Big Billy – The great un-decorate

I think there might be gremlins livin’ in our attic or somethin’. Because every year Minnie makes me spend hours helpin’ her take down the decorations after Christmas, puttin’ them right neat in boxes and bags, but somethin’ happens to fling them all over the place before they get dragged down again the next year.

Every year, she even goes as far as labellin’ the boxes, markin’ each one “tree lights” or Big BIlly“garland” or “tree bulbs” or whatever’s in it. Some years, she even writes a little description on the box, like – 3 strings of coloured lights, 1 string of white lights, 1 string of blue lights, or whatever.

Now about three weeks ago when I finally stood on a chair, lifted the attic cover and dropped a bunch of insulation on my face to get at the Christmas decorations, I remember thinkin’ to myself – what in the hell happened here? First of all, there was pretty much a wall of boxes and bags on all four sides of the opening. I started grabbin’ whatever I could and passin’ it down to Little Bill in the upstairs hallway. Just tons and tons of stuff.

And when I finally got enough of it down to actually look around in the attic, I shined my little flashlight in there and I could see there was bags and boxes a-way-the-hell over, a good eight or ten feet from the opening – there’s no way I could have put them in there that deep, I was thinkin’ to myself. In the end, I had to get Little Bill to run downstairs and get the broom and I stretched up as far as I could and hooked the boxes and bags and hauled them down in a big cloud of insulation, strings of loose lights and shattered tree bulbs.

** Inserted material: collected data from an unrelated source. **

PR #263, opened 2020-12-19
Added es resolution build flag

vijay120:
This PR adds a flag to only run the entity resolver once every build. This insures that there aren't too many index construction calls to ES if `nlp.build` needs to be run multiple times. The limitation of this design is that if the entity maps change after `nlp.build` is done, the updated maps will not be ingest unless the user reinitializes the `nlp` object and runs build again.

### DIFF
--- a/mindmeld/components/entity_resolver.py
+++ b/mindmeld/components/entity_resolver.py
@@ -75,6 +75,7 @@ class EntityResolver:
         self._er_config = get_classifier_config("entity_resolution", app_path=app_path)
         self._es_host = es_host
         self._es_config = {"client": es_client, "pid": os.getpid()}
+        self.ready = False
 
         if self._is_system_entity:
             canonical_entities = []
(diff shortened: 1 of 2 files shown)


ritvikshrivastava (approved):

mindmeld/components/entity_resolver.py
```diff
@@ -75,6 +75,7 @@ def __init__(
         self._er_config = get_classifier_config("entity_resolution", app_path=app_path)
         self._es_host = es_host
         self._es_config = {"client": es_client, "pid": os.getpid()}
+        self._already_fit = False
```
serapio, line 78: is this equivalent to `ready` in the classifiers?

vijay120: Yes, its the same, except we actually use the flag here as a conditional, while we dont use `ready` for the models for a practical purpose. I will match the name.

ritvikshrivastava:
Adding a note for later review (discussed with Vijay).

The build flag resolves the file descriptor issue for the same NLP object, but having a toggle in MindMeld for disabling elasticsearch would allow multiple nlp objects to be run on the same system if elasticsearch is not necessary for the application.

serapio (approved):

ritvikshrivastava (approved):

How does this happen? I was complainin’ to Minnie. I know we got more Christmas decorations than every other house on the street combined, but still, who sneaks up there and throws them all over the attic every year?

Little Bill is definitely sneaky enough to do somethin’ like that, I was thinkin’ to myself. I wouldn’t put it past him to get up there on a chair sometime in November, fling everything as far as he could and then laugh his arse off in December when the ol’ man’s standin’ on a chair flailin’ his stubby arms in all directions. But now that he’s a teenager, he’s far too lazy to actually do somethin’ like that.

I don’t understand it, Minnie said. I pack everything right neat, and then you put it in the attic, and the next year it comes down a big mess again.

So this year, I told Minnie after she got all her stuff boxed and labelled and everything else, I was gonna be real careful about what went where up there. All the boxes on one side, I said, and all the bags on the other. We’ll leave room for the tree stand right at the front, I said, because we usually need to get at that first.

So after a whole day of takin’ tacks out of the ceiling and staples out of the window frame and everything off the tree, we had a bunch of the boxes all ready to go in the attic.

After five hours of doin’ anything, I’m ready to cut a few corners. Minnie had the box lids all folded in on each other. Now just stick a piece of tape across each one before you put it up and we’re all set, she said.

But she was still downstairs, packin’ the smaller trinkets and stuff, and me and Little Bill carried the boxes upstairs to put them in the attic. And I figured to hell with it – I’m not gonna get my boots on and go outside to the baby barn to find a tape gun. These flaps are folded pretty sturdy, so they should hold good enough.

So after Little Bill handin’ me box after box, I had a nice little wall, three boxes high, built up around two sides. Then on one side I had about seven garbage bags piled – all full of Christmas tablecloths, Christmas doilies, Christmas oven mitts, and all kinds of other. The fourth side I left empty, just to make sure I had room for the Christmas tree stand.

But the thing is, the boxes and bags kept comin’. Bill would had me one box, then go downstairs and come back with two more. I realized I needed to make more room, so I just took each of the boxes on top and pushed them in behind. And as the boxes kept comin, I just kept doin’ that, until the pile of them was so big I had to get the broom and just push the top ones off the pile the best I could. Of course, some of the boxes mighta broke open a little bit, and a few balls mighta been bouncin’ around loose up there – who’s to say?

By the end of it I was just so covered in insulation and tired of the whole thing, I was just tossin’ bags up wherever there was enough room for them to clear the rafters. If they ever make Christmas garbage bag tossin’ a sport in the Highland Games, look out, buddy.

Little Bill finally handed me the Christmas tree stand and I plunked ‘er next to the opening, on the only clear piece of insulation left in the attic.

I got the cover back in place and climbed off the chair just as Minnie got to the top of the stairs.

There! She said. And it’s all organized and labelled for next year, so it shouldn’t be a mess again.

Everything in its place! I said. Now what’s the best way to get insulation out of your eyes?